PR #54, opened 2016-05-03
translate: Stub in a translation framework

wking:
Add tooling to translate higher-level configs into the basic OCI config.  On IRC, @julz floated a [`linux.namespaces[].fromContainer`](http://ircbot.wl.linuxfoundation.org/eavesdrop/%23opencontainers/%23opencontainers.2016-04-27.log.html#t2016-04-27T20:32:09) as a higher-level version of
`linux.namespaces[].path` for emulating exec (opencontainers/runtime-spec#391).  That makes sense to me, with a [UI like](http://ircbot.wl.linuxfoundation.org/eavesdrop/%23opencontainers/%23opencontainers.2016-04-28.log.html#t2016-04-28T16:09:51):

```
$ ocitools generate --template=high-level-config.json --translate=fromContainer --runtime=runc
```

This commit still needs:
- The state JSON lookup and path logic from  opencontainers/runtime-spec#391.
- A way to convert the `interface{}` to an `rspec.Spec` (the current FIXME raises: `FATA[0000] translated template has an invalid schema`).

I'm comfortable working through the former, but would appreciate pointers on the latter from anyone who is more Go-literate than I.

More generally, I'm curious to know what folks think of this approach.  I'd rather make those before grinding through the implementation details ;).

### DIFF
--- a/generate.go
+++ b/generate.go
@@ -13,6 +13,7 @@ import (
 	"github.com/codegangsta/cli"
 	rspec "github.com/opencontainers/runtime-spec/specs-go"
 	"github.com/syndtr/gocapability/capability"
+	"github.com/opencontainers/ocitools/translate"
 )
 
 var generateFlags = []cli.Flag{
@@ -55,7 +56,9 @@ var generateFlags = []cli.Flag{
 	cli.StringSliceFlag{Name: "seccomp-arch", Usage: "specifies Additional architectures permitted to be used for system calls"},
 	cli.StringSliceFlag{Name: "seccomp-syscalls", Usage: "specifies Additional architectures permitted to be used for system calls, e.g Name:Action:Arg1_index/Arg1_value/Arg1_valuetwo/Arg1_op, Arg2_index/Arg2_value/Arg2_valuetwo/Arg2_op "},
 	cli.StringSliceFlag{Name: "seccomp-allow", Usage: "specifies syscalls to be added to allowed"},
+	cli.StringFlag{Name: "runtime", Usage: "select the runtime command (used for some translations)"},
 	cli.StringFlag{Name: "template", Usage: "base template to use for creating the configuration"},
+	cli.StringSliceFlag{Name: "translate", Usage: "translate higher level constructs"},
 	cli.StringSliceFlag{Name: "label", Usage: "add annotations to the configuration e.g. key=value"},
 }
 
@@ -93,12 +96,35 @@ var generateCommand = cli.Command{
 			}
 		}
 
-		err := modify(spec, context)
+		translations := context.StringSlice("translate")
+		for _, translation := range translations {
+			translator, ok := translate.Translators[translation]
+			if !ok {
+				logrus.Fatalf("unrecognized translation: %s", translation)
+			}
+			var err error
+			spec, err = translator(spec, context)
+			if err != nil {
+				logrus.Fatal(err)
+			}
+		}
+
+		buf, err := json.Marshal(spec)
+		if err != nil {
+			logrus.Fatal(err)
+		}
+		var strictSpec rspec.Spec
+		err = json.Unmarshal(buf, &strictSpec)
+		if err != nil {
+			logrus.Fatal(err)
+		}
+
+		err = modify(&strictSpec, context)
 		if err != nil {
 			logrus.Fatal(err)
 		}
 		cName := "config.json"
-		data, err := json.MarshalIndent(&spec, "", "\t")
+		data, err := json.MarshalIndent(&strictSpec, "", "\t")
 		if err != nil {
 			logrus.Fatal(err)
 		}
@@ -108,7 +134,7 @@ var generateCommand = cli.Command{
 	},
 }
 
-func loadTemplate(path string) (spec *rspec.Spec, err error) {
+func loadTemplate(path string) (spec interface{}, err error) {
 	cf, err := os.Open(path)
 	if err != nil {
 		if os.IsNotExist(err) {
@@ -709,7 +735,7 @@ func removeNamespace(namespaces *[]rspec.Namespace, namespaceType rspec.Namespac
 
 func sPtr(s string) *string { return &s }
 
-func getDefaultTemplate() *rspec.Spec {
+func getDefaultTemplate() interface{} {
 	spec := rspec.Spec{
 		Version: rspec.Version,
 		Platform: rspec.Platform{
@@ -824,5 +850,5 @@ func getDefaultTemplate() *rspec.Spec {
 		},
 	}
 
-	return &spec
+	return spec
 }
--- a/man/ocitools-generate.1.md
+++ b/man/ocitools-generate.1.md
@@ -147,6 +147,9 @@ inside of the container.
 **--rootfs**=ROOTFSPATH
   Path to the rootfs
 
+**--runtime**=COMMAND
+  Set the runtime command, which is used for state JSON queries in translations like **--translate=fromContainer**.
+
 **--seccomp-arch**=ARCH
   Specifies Additional architectures permitted to be used for system calls.
   By default if you turn on seccomp, only the host architecture will be allowed.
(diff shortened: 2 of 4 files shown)


liangchenye:
I tried 'reflect' to convert an interface to a struct before. But later I choose json.Marshal/Unmarshal, it feels not good but make the implementation easy and right.
```
buf, _ := json.Marshal(interfaceA)
json.Unmarshal(buf, &structA)
```

liangchenye:
The purpose is converting between different specs, like between rkt and oci, right?
From the commit, seems we can only convert from OCI to another (fromContainer in this) format.

How about maintain a list like this:
```
     [{"from": "Linux:namespace:fromContainer",  "to": "Linux:namespace:path"},
      {"from":  "Platform:FakeOS",  "to": "Platform:OS"},
     ]
```
Otherwise it feels so special to see these certain field names: 'linux', 'namespace', 'path'.

wking:
On Tue, May 03, 2016 at 04:18:46AM -0700, 梁辰晔 (Liang Chenye) wrote:
> … But later I choose json.Marshal/Unmarshal…

Going through JSON to setup strictSpec works for me.  Done in 215cee9
→ 0463c2a.

Now that that's working, testing turned up setupNamespaces clobbering
the template's namespace entries, so I'll need to figure that out too
(likely by making the clobbering opt-in).

wking:
On Tue, May 03, 2016 at 04:48:19AM -0700, 梁辰晔 (Liang Chenye) wrote:
> The purpose is converting between different specs, like between rkt
> and oci, right?

It's currently * → OCI.  The fromNamespace translator is (OCI +
fromNamespace extension [1] → OCI).  But you could make a rkt → OCI
translator using this approach as well.

> Otherwise it feels so special to see these certain field names:
> 'linux', 'namespace', 'path'.

I'm not sure where you're going with your from / to list.  Can you
give more detail?  And docs for the fromContainer translation will be
good.  I'll update ocitools-generate(1) tonight.

[1]: http://ircbot.wl.linuxfoundation.org/eavesdrop/%23opencontainers/%23opencontainers.2016-04-27.log.html#t2016-04-27T20:32:09

wking:
I've pushed 0463c2a → c565214 shifting from an init in
translate/from_container.go to a populated Translators definition in
map[string]Translate.

wking:
I just pushed c565214 → dae2098, which:

* Adds the --runtime config option.
* Passes *cli.Context to Translate functions (so fromContainer
  can get --runtime, and future translators can get similar
  configuration).
* Factor out namespaceFromContainer to its own function since
  FromContainer was getting long.
* Call the runtime to get the state, and lookup the
  appropriate (usually, see below) namespace path in /proc.
* Document --translate and --runtime in ocitools-generate(1).

Still todo (marked by FIXMEs):

* Lookup /proc in /proc/self/mounts.  I don't like hard-coding
  /proc, but this is a chicken/egg issue, so we may not be able
  to do anything about that.
* Compare /proc with the state JSON namespace [1].  We currently
  just assume that /proc was mounted by a process in the PID
  namespace in which the state JSON's "pid" entry is valid, but
  that's a brittle assumption.
* Adjust setupNamespaces to avoid clobbering the template.
* Shift user-namespace injection into setupNamespaces to avoid
  duplicates.
* Markup for nested definition lists in the man page.  I expect
  we should drop go-md2man in favor of a more established
  man-page format (e.g. AsciiDoc).

[1]: https://groups.google.com/a/opencontainers.org/forum/#!topic/dev/ujtABQoCmgk
     Subject: Linux: Adding the PID namespace inode to state JSON
     Date: Wed, 30 Dec 2015 21:34:57 -0800
     Message-ID: <20151231053457.GG3680@odin.tremily.us>

liangchenye:
@wking I was thinking of having a framework for translation, most of your codes could be reuse if someone want to implement another extension, like rkt to oci.  I'll try to find out a case and explain it in code.

wking:
A rkt -> OCI translator should fit cleanly into what I have now.  You'd only need to rethink things if you wanted to cover OCI -> rkt, and other translation chains that don't end in OCI.

wking:
On Tue, May 03, 2016 at 03:47:16PM -0700, W. Trevor King wrote:
> * Adjust setupNamespaces to avoid clobbering the template.
> * Shift user-namespace injection into setupNamespaces to avoid
>   duplicates.

I've pushed fixes for the namespace-setup issues in #60.  I'll rebase
this branch on top of that once it lands.

wking:
On Sat, May 07, 2016 at 12:01:18AM -0700, W. Trevor King wrote:
> I've pushed fixes for the namespace-setup issues in #60.  I'll
> rebase this branch on top of that once it lands.

Rebased with dae2098 → f7f25b3.  Still a few TODOs in the commit
message, but I'm fine punting on everything except docs.  Do we have a
way to handle nested definition lists?  Should I create a separate
section for available translations (instead of listing them under
--translate)?

wking:
On Fri, May 13, 2016 at 04:58:56PM -0700, W. Trevor King wrote:
> Still a few TODOs in the commit message, but I'm fine punting on
> everything except docs.

Moved the “available translations” docs to a subsection in f7f25b3 →
10fe0e9 and adjusted the commit message to explain why I'm ok punting
on the two proc issues.  I think this is ready to land now.

wking:
On Tue, May 03, 2016 at 03:47:16PM -0700, W. Trevor King wrote:
> * Lookup /proc in /proc/self/mounts.  I don't like hard-coding
>   /proc, but this is a chicken/egg issue, so we may not be able
>   to do anything about that.

We *may* be able to do this with ‘mount -l -t proc’, but mount(8) says
that the listing mode is for backwards compatibility only and suggests
findmnt.  findmnt(8) talks explicitly about reading from
/proc/self/mountinfo, and stracing both ‘mount -l -t proc’ and
‘findmnt -t proc’ turns up open("/proc/…") only in the findmnt case.
I haven't dug deeper today to figure out how ‘mount -l …’ is getting
its information, but that may be a possible route if we don't want to
hard-code /proc.

wking:
On Sat, May 14, 2016 at 03:15:43PM -0700, W. Trevor King wrote:
> I haven't dug deeper today to figure out how ‘mount -l …’ is getting
> its information…

I'm not sure why strace only shows entries like:

  open(0x7ff987f091ba, …)

for the ‘mount -l …’ call, but it appears to be using a hard-coded
/proc/self/mountinfo as well:

  $ LIBMOUNT_DEBUG=tab mount -l -t proc
  31039: libmount:     INIT: library debug mask: 0x0022
  31039: libmount:     INIT: library version: 2.26.0
  31039: libmount:     INIT:     feature: assert
  31039: libmount:     INIT:     feature: debug
  31039: libmount:      TAB: [0x1097310]: alloc
  31039: libmount:      TAB: [0x1097310]: mtab parse: #1 read mountinfo
  31039: libmount:      TAB: [0x1097310]: /proc/self/mountinfo: start parsing [entries=0, filter=not]
  …

So I'm currently back to having no ideas about detecting alternative
proc mountpoints.  But I'm still ok with this PR landing with a
hard-coded /proc [1].

[1]: https://github.com/opencontainers/ocitools/pull/54#issuecomment-219253908

mrunalp:
I am okay adding this but will wait for rebase after #131

wking:
On Tue, Jul 12, 2016 at 05:12:08PM -0700, Mrunal Patel wrote:
> I am okay adding this but will wait for rebase after #131 

I think I'm going to need some guidance about how much to change after
#131.  One of the changes I made in the first part of
`generateCommand` was using an interface{} instead of an *rspec.Spec
to make space for the out-of-spec fields like fromContainer [1].
However, post-#131 a lot of the methods are attached to a Generator
type with opaque-data [2].  I can:

a. Update Generator to hold an interface{} but that makes manipulating
   the final spec structure awkward.
b. Update Generator to hold both an interface{} and an *rspec.Spec,
   but that isn't very DRY.
c. I can pull New, NewFromFile, etc. off of Generator, have them
   return interface{}s, and then add a NewFromInterface that returns a
   Generator.

None of those sound perfect to me.  I'm leaning towards (c) at the
moment, but wanted to get feedback from maintainers before wading in.

[1]: https://github.com/opencontainers/ocitools/pull/54/commits/10fe0e95981f13c4d0e27327e34e669f544ab06b#diff-7017bb2aedbbeb1e05b6fbffb0f46f41L111
[2]: https://github.com/opencontainers/ocitools/pull/131/files#diff-ed9e41f69ceb4f9d141e2fe7a9da68a4R22

Mashimiao:
I think currently this doesn't make too much sense. I prefer to reject this one.
How do you think about it, @opencontainers/runtime-tools-maintainers ?

liangchenye:
@Mashimiao I just quickly reviewed this thread. I did not see the user scenario here. +1 for close this.

Mashimiao:
closing it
......
## [TO DO]
Go through the material line by line. Show each line that contains the string "once".

## [ANSWER FOR THE TASK]
this branch on top of that once it lands.
> rebase this branch on top of that once it lands.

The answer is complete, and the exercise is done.